### Task statement
Once you have located the line containing "bameda: Yo close" in the material below, return it exactly along with each line after it through the line containing "- With the migration".

### Exercise data

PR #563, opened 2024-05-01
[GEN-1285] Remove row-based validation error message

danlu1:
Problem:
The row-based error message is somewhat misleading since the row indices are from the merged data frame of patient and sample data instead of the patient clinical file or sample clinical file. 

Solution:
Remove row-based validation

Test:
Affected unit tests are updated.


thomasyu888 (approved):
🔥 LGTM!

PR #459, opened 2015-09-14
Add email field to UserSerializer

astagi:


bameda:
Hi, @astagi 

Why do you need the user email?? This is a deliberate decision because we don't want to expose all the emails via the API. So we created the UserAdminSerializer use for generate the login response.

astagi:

* * *

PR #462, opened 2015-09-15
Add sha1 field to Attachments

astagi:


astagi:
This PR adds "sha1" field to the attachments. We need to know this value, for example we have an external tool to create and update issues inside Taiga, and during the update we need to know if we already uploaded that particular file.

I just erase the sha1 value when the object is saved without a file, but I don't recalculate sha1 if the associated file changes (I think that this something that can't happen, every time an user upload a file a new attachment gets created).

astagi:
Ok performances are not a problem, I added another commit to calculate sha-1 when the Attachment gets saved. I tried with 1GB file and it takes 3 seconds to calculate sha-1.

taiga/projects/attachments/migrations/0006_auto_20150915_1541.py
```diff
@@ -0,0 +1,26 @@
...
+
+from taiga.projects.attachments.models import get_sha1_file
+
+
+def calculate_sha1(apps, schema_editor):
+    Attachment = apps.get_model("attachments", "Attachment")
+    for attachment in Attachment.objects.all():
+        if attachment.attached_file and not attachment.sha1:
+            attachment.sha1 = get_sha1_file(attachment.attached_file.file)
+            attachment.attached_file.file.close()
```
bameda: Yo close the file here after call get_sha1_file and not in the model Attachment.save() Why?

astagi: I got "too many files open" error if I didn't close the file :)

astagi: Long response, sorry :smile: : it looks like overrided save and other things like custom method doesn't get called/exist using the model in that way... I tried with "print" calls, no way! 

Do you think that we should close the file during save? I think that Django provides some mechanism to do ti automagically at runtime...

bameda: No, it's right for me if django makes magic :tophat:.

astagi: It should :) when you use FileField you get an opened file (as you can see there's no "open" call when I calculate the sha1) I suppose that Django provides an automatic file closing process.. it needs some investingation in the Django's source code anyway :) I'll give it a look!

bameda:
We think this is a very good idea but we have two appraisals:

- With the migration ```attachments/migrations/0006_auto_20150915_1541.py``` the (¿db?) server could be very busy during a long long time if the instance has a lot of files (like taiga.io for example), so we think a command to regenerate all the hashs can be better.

### Response below
bameda: Yo close the file here after call get_sha1_file and not in the model Attachment.save() Why?

astagi: I got "too many files open" error if I didn't close the file :)

astagi: Long response, sorry :smile: : it looks like overrided save and other things like custom method doesn't get called/exist using the model in that way... I tried with "print" calls, no way! 

Do you think that we should close the file during save? I think that Django provides some mechanism to do ti automagically at runtime...

bameda: No, it's right for me if django makes magic :tophat:.

astagi: It should :) when you use FileField you get an opened file (as you can see there's no "open" call when I calculate the sha1) I suppose that Django provides an automatic file closing process.. it needs some investingation in the Django's source code anyway :) I'll give it a look!

bameda:
We think this is a very good idea but we have two appraisals:

- With the migration ```attachments/migrations/0006_auto_20150915_1541.py``` the (¿db?) server could be very busy during a long long time if the instance has a lot of files (like taiga.io for example), so we think a command to regenerate all the hashs can be better.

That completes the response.